By typing the instructions in the correct format for the assembler, which involves strict column positions for fields and other requirements, I could boot up DMS2 on the simulated IBM 1130 and assemble my code. The heavy lifting of calculating displacements was all done by the assembler, but I could just take the hex words listed next to the statement and transfer them to the text load file. Much easier.

Still, when I made changes, I had to manually locate any lines in the load file that were affected and adjust them from the new assembly listing. Still labor intensive but a step forward.

PYTHON CODE TO READ ASSEMBLER LISTINGS AND CREATE LOAD FILE

I whipped up some Python to read the printer output of the assembly job, which is a text based file produced by the IBM 1130 simulator. I grabbed the hex data words and output them into a new text file in the load format. I would look for the ORG assembler directive (origin) and grab the address to form the @xxxx lines in the file. 

I didn't want to recreate the assembler so I was not tracking how the address changed from statement to statement. I simply began a section from the ORG address and then snagged each word that the assembler formed from the statement.

I did run into some issue with some directives, which would fool my script into injecting a false word into the load file. EQU is a directive that makes a symbol table entry with some value, but does not reserve space or generate any words to go into memory. I had to skip past these. 
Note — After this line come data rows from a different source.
PR #1976, opened 2025-04-18
DP-37992:  [Mayflower] Revisit Popover(Tooltip) component for Glossary Terms rendering

andy-blum:
## Description
Addresses accessibility feedback provided in [DP-37992 (comment)](https://massgov.atlassian.net/browse/DP-37992?focusedCommentId=441828)

## Related Issue / Ticket

- [JIRA issue](https://massgov.atlassian.net/browse/DP-38621)

## Steps to Test

1. Test all elements on the page using the tab key on your keyboard, make sure each action element receives focus and shows a visible focus outline that passes 3:1 contrast requirements.
2. To open a dialog use either the Spacebar or Enter key
3. Focus on open should go to the Close button inside the dialog
4. The escape key should close the dialog
5. While the dialog is open focus will not go behind or underneath the dialog if the user activates the tab key. Focus will remain on action elements inside the dialog until the user closes it using either the close button or the escape key.

## Additional Notes:
Added documentation to .twig file for markup choices

#### Today I learned...
paragraph tags only allow [phrasing content](https://developer.mozilla.org/en-US/docs/Web/HTML/Guides/Content_categories#phrasing_content). If other content types are added into a paragraph, the browser will sever the containing paragraph in two.


clairesunstudio (approved):
works great!

clairesunstudio:
The only thing I noticed in screen readers (tested in VoiceOver), the aria label "definition" is never announced when the focus is on the trigger button 
Screenshot 2025-04-23 at 4 00 13 PM

This was not pointed out in the ticket, so I'm fine with getting this in first and follow up with Alexa

PR #1980, opened 2025-04-29
DP-39184: Fix glossary term matching

andy-blum:
## Description
Refactors the poppover component's markup to eliminate whitespace

## Related Issue / Ticket

- [JIRA issue](https://massgov.atlassian.net/browse/DP-39184)

#### Today I learned...
`{% spaceless %}` has been removed from twig and the `|spaceless` filter is also deprecated.

### DIFF
--- a/packages/patternlab/styleguide/source/_patterns/02-molecules/popover.twig
+++ b/packages/patternlab/styleguide/source/_patterns/02-molecules/popover.twig
@@ -9,16 +9,18 @@
  #
  # Additionally, we add tabindex="-1" to the dialog element to catch focus if
  # users interact with the popover content, preventing it from closing on 'focusout'
+ #
+ # To prevent extra spaces from appearing around the popover, also need to collapse all whitespace, hence the set-blocks.
  #}
-<span class="popover">
-  <button type="button" class="popover__trigger js-popover-trigger">{{tooltip.openText}}</button>
-  <span role="dialog" id="popover-{{ tooltip.controlId }}" aria-labelledby="popover-{{ tooltip.controlId }}-label" aria-modal="true" class="popover__dialog js-popover-dialog" tabindex="-1">
-    <button type="button" class="popover__close js-popover-close" aria-label="{{ tooltip.closeText }}">{{icon('close')}}</button>
-    {% if tooltip.title %}
-      {% set headingLevel = tooltip.level ? : 2 %}
-      <span role="heading" aria-level="{{ headingLevel }}" class="popover__title" id="popover-{{ tooltip.controlId }}-label">{{ tooltip.title }}</span>
-    {% endif %}
-    <span class="popover__body">{{ tooltip.message }}</span>
-  </span>
-  <span class="popover__caret"></span>
-</span>
+
+{% set trigger %}<button type="button" class="popover__trigger js-popover-trigger">{{tooltip.openText}}</button>{% endset %}
+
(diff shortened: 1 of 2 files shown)


packages/patternlab/styleguide/source/_patterns/02-molecules/popover.twig
```diff
@@ -9,16 +9,18 @@
...
-      <span role="heading" aria-level="{{ headingLevel }}" class="popover__title" id="popover-{{ tooltip.controlId }}-label">{{ tooltip.title }}</span>
-    {% endif %}
-    <span class="popover__body">{{ tooltip.message }}</span>
-  </span>
-  <span class="popover__caret"></span>
-</span>
+
+{% set trigger %}<button type="button" class="popover__trigger js-popover-trigger">{{tooltip.openText}}</button>{% endset %}
+
+{% set dialog_opentag %}<span role="dialog" id="popover-{{ tooltip.controlId }}" aria-labelledby="popover-{{ tooltip.controlId }}-label" aria-modal="true" class="popover__dialog js-popover-dialog" tabindex="-1">{% endset %}
```
dstorozhuk, line 18: @andy-blum  is that possible to use `speceless` filter from Twig? 
I see many examples of using it in core, for example docroot/core/modules/system/templates/select.html.twig. `apply spaceless`

So we can preserve the formating on source files, which improve the readability and maintain.

dstorozhuk (changes requested):

packages/patternlab/styleguide/source/_patterns/02-molecules/popover.twig
andy-blum: This is not recommended. Drupal moved instances of `{% spaceless %}` to `{% apply spaceless %}` [when updating to Twig 3](https://www.drupal.org/project/drupal/issues/3094850), but [the  spaceless filter is deprecated as of 3.12](https://twig.symfony.com/doc/3.x/filters/spaceless.html). Core will need to update their usages to something else in the future.

dstorozhuk: Also here https://twig.symfony.com/doc/3.x/templates.html#templates-whitespace-control

andy-blum: Whitespace control only works to trim the start/end of a tag.

> The modifiers can be used on either side of the tags like in {%- or -%} and they consume all whitespace for that side of the tag. It is possible to use the modifiers on one side of a tag or on both sides:
```twig
{% set value = 'no spaces' %}
{#- No leading/trailing whitespace -#}
{%- if true -%}
    {{- value -}}
{%- endif -%}
{# output 'no spaces' #}

<li>
    {{ value }}    </li>
{# outputs '<li>\n    no spaces    </li>' #}

<li>
    {{- value }}    </li>
{# outputs '<li>no spaces    </li>' #}

<li>
    {{~ value }}    </li>
{# outputs '<li>\nno spaces    </li>' #}
```

Since our markup spans several lines, we'll have `\n` and `\s` characters _within_ our tag, which won't get stripped out.

dstorozhuk: Ok, thanks.

dstorozhuk (approved):
Looks good to me. 
Two failed will be fixed separetly as per @clairesunstudio  https://teams.microsoft.com/l/message/19:4318cf9372fa48a1a56333cc6777db8d@thread.v2/1746037802711?context=%7B%22contextType%22%3A%22chat%22%7D

PR #1981, opened 2025-04-30
DP-38077: Switch Mayflower to CSS variables for dark mode

notraiyan:
Added:
  - project: Assets
    component: _color-tokens, _colors
    description: Added css variables for colors (#1981)
    issue: DP-38077
    impact: Patch

Changed:
  - project: Assets, Core, Patternlab, React, Site
    component: scss files
    description: Changed colors to use the new css variables rather than scss variables (#1981)
    issue: DP-38077
    impact: Major

## Description

- SCSS variables are currently used. When files are compiled in css they become hardcoded values and you cannot change it based on user’s preference or system’s settings.
- Changed them to css variables so they can be changed in runtime.
- Changed colors across all the subpackages

## Related Issue / Ticket

- [JIRA issue](https://massgov.atlassian.net/browse/DP-38077)


packages/assets/scss/02-molecules/_relationship-indicators.scss
```diff
@@ -192,7 +192,7 @@
       }
 
       a {
-        color: $c-primary-alt;
+        color: var(--mf-c-primary-alt);
         box-shadow: inset 0 0 $c-white, inset 0px -1px rgba($c-primary-alt, 0.4);// This can be replaced with border-bottom. See L.163.
```
DmitriiTartynovLCM, line 196: Should `$c-white` be replaced too?

Please let me know if the idea here is to replace both `$c-white` and `$c-primary-alt` at once in [DP-39213](https://massgov.atlassian.net/browse/DP-39213)

packages/assets/scss/02-molecules/_relationship-indicators.scss
```diff
@@ -250,7 +250,7 @@
     &.single [aria-labelledby="secondary"] {
 
       a {
-        color: $c-primary-alt;
+        color: var(--mf-c-primary-alt);
         box-shadow: inset 0 0 $c-white, inset 0px -1px rgba($c-primary-alt, 0.4);
```
DmitriiTartynovLCM, line 254: Same question here.

changelogs/DP-38077.yml
```diff
@@ -0,0 +1,13 @@
...
+  - project: Assets
+    component: _color-tokens, _colors
+    description: Added css variables for colors (#1981)
+    issue: DP-38077
+    impact: Patch
+
+Changed:
+  - project: Assets, Core, Patternlab, React, Site
+    component: scss files
+    description: Changed colors to use the new css variables rather than scss variables (#1981)
```
DmitriiTartynovLCM: Not sure if it's important here, but CSS and SCSS should probably be spelled in uppercase letters.

packages/assets/scss/00-base/_colors.scss
```diff
@@ -49,3 +49,50 @@ $c-bd-input-dark:        $c-gray !default;
 
 // Box shadow
 $c-box-shadow-black:      rgba($c-black, 0.25) !default;
```
DmitriiTartynovLCM, line 51: The `$box-shadow` SCSS variable in a different file [still references](https://github.com/massgov/mayflower/blob/058177f43a4ca9496b46a3762fe74a365044ff22/packages/assets/scss/00-base/_variables.scss#L110) `$c-box-shadow-black` while it should probably just use the CSS variable.

DmitriiTartynovLCM (commented):
Left a couple of minor comments. Nice and solid work! I'll check what's going on with the test failure a bit later if that's OK.

packages/assets/scss/02-molecules/_relationship-indicators.scss
notraiyan: Yes, the idea was to replace both $c-white and $c-primary-alt at once in [DP-39213](https://massgov.atlassian.net/browse/DP-39213)

packages/assets/scss/02-molecules/_relationship-indicators.scss
notraiyan: Yes, the idea was to replace both $c-white and $c-primary-alt at once in [DP-39213](https://massgov.atlassian.net/browse/DP-39213)

packages/assets/scss/00-base/_colors.scss
notraiyan: My bad, I missed this one. Fixed it.

changelogs/DP-38077.yml
notraiyan: Updated it.

clairesunstudio:
Patternlab test failures are false positives (one of them is in a ticket to resolve)  - please ignore

DmitriiTartynovLCM:
No unresolved feedback left from my side. @notraiyan Thanks for the updates!

@clairesunstudio It's ready for your review, I believe.

clairesunstudio:
The changes look good in general! I have a couple of questions/comments:

1. Is it necessary or is it a good practice to keep both the SCSS and CSS variables? Is this mainly for backward compatibility? My main concern here is that this may lead to inconsistency and fragmentation across the codebase, as both types of variables are exposed. If we decide to keep both, we need to clarify their purposes and document the public API for developers, potentially moving the scss variables into one file (color-tokens-scss?) and make sure they are not directly referenced in the component styles, and document when they should be used and what are some antipatterns. We probably also want to update the variable naming in the core documentation - https://mayflower.digital.mass.gov/core/index.html?path=/docs/foundation-color--page or keep them as more tech agnostic. - $c-error-red --> error-red. 

2. How should we handle variable overrides at a high level? I'm not sure if it's in used in other repos but we do have the `!default` flag applied all the SCSS variable declarations, allowing them to be overriden.

3. I'd like to better understand how this change will impact other implementations. You mentioned runtime compilation which enables color modes. One benefit of directly storing tokens into native CSS variables is that it removes the requirement of SASS compilation, and makes the primitive tokens in mayflower more framework agnostic, which may potentially enable mayflower-assets package to be used in Tailwind and CSS-in-JS? 

We want to take incremental steps to improve the adoption of mayflower-assets and broaden its use cases, so want to make sure the decision we make here is in line with that goal, while maintaining the single source truth.

Ethansev:
> The changes look good in general! I have a couple of questions/comments:
> 
> 1. Is it necessary or is it a good practice to keep both the SCSS and CSS variables? Is this mainly for backward compatibility? My main concern here is that this may lead to inconsistency and fragmentation across the codebase, as both types of variables are exposed. If we decide to keep both, we need to clarify their purposes and document the public API for developers, potentially moving the scss variables into one file (color-tokens-scss?) and make sure they are not directly referenced in the component styles, and document when they should be used and what are some antipatterns. We probably also want to update the variable naming in the core documentation - https://mayflower.digital.mass.gov/core/index.html?path=/docs/foundation-color--page or keep them as more tech agnostic. - $c-error-red --> error-red.
> 2. How should we handle variable overrides at a high level? I'm not sure if it's in used in other repos but we do have the `!default` flag applied all the SCSS variable declarations, allowing them to be overriden.
> 3. I'd like to better understand how this change will impact other implementations. You mentioned runtime compilation which enables color modes. One benefit of directly storing tokens into native CSS variables is that it removes the requirement of SASS compilation, and makes the primitive tokens in mayflower more framework agnostic, which may potentially enable mayflower-assets package to be used in Tailwind and CSS-in-JS?
> 
> We want to take incremental steps to improve the adoption of mayflower-assets and broaden its use cases, so want to make sure the decision we make here is in line with that goal, while maintaining the single source truth.

@clairesunstudio Raiyan is going to be OOO for a while so I'll try my best here to answer some of these questions.

1. The plan is to completely transition away from SCSS variables and only use CSS variables. I'm actually working on [this ticket](https://massgov.atlassian.net/browse/DP-39213) to finish the transition but I think it may make sense to merge this in first when we can.
2. Css variables can be overriden by styling at the component level, so it should be easy to work within any particular context without needing to make changes to the global default.
3. Yeah so SCSS variables are hard-coded at build time so the variable becomes non-existent and renders static css anyways. We cannot make changes to the variable if it doesn't exist in the first place and therefore the lack of flexibility becomes an issue. Because css variables exist in the browser and are resolved at runtime, we're free to manipulate them anyway we want and even update them with javascript if necessary. The tailwind config allows us to use these css variables to define its theme as well and overall provides flexibility that other frameworks can use because at the end of the day it's still primitive css.

I'd appreciate any fact checking from @DmitriiTartynovLCM in case I'm wrong here 😅

DmitriiTartynovLCM:
@Ethansev @clairesunstudio Just adding my two cents here.

1. Complete removal of SCSS variables in the next (even major) Mayflower release may be a breaking change that is too disruptive for existing projects. In the long run, they can still be useful for projects that do import SCSS from Mayflower Assets. For example, SCSS mixins may still need SCSS variables for different color transformations, etc. But, we could also call them obsolete and ask all the projects to stop using those so that they could be completely removed in one of the future versions.

2. Projects can always replace values of the CSS variables in the default rules by using CSS cascading. The CSS vars added in this PR are applied to the `:root` selector. The projects can always add rules with higher specificity and set different values to the same CSS vars, e.g.
```css
:root body {
  --mf-c-primary: #FFFFFF;
}
```

clairesunstudio:
Next step: To get rid of SCSS color variables inside of mayflower, we need to replace scss color variables in 1) mixins and 2) rgba() functions. 
For example:
1) In mixins: 
```
background-color: $color; --> background-color: var(#{$color}); 
```
2) In rgba(), use [color-mix()](https://developer.mozilla.org/en-US/docs/Web/CSS/color_value/color-mix)
```
background-color: rgba($c-primary,.75); --> background-color: color-mix(in srgb, var(--mf-c-primary) 75%, transparent);
```

In the codebase, we should standardize on the CSS variables going forward. Can we create a follow up ticket for this? @Ethansev

clairesunstudio (approved):
Approved! Waiting on Mass.gov release hotfix to go in before merging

As well, the END directive outputs the supposed starting address that DMS2 should branch to when executing the code, but it is just an address not a value to put in memory. I had to skip it or I put spurious hex words in the load file. 

The most troublesome directive was the BSS - block started by symbol - which reserves space in memory. It would therefore be bumping up the address into which the next real hex word should be placed. One form is BSS 3 which means reserve three words here. I would have needed to keep a running shadow copy of the address that the assembler was using so that I could add 3 to it. 

Another form was BSS E 0 which means reserve one word if the next address is not an even number, otherwise do nothing. It is used to ensure that some double words are properly placed where the machine requires the first word to be on an even address A and the second word to be at A+1. If the double word in question was placed at an odd address, then the machine would pick up A for both words and never see the second word. 

In order to shadow the current address where the assembler believes the next statement will be placed, you need to know the sizes of every statement that came before from the last ORG. Too much work involved in that. 

I resolved to code with DC - define constant - so that BSS 3 would become three DC 0000 in a row. That gave me a load file output that put all the words in the right place, where the assembler intended them. Once I knew the limitations, however, I was able to quickly change, reassemble and process the listing to have a new load file I could load into the simulators memory.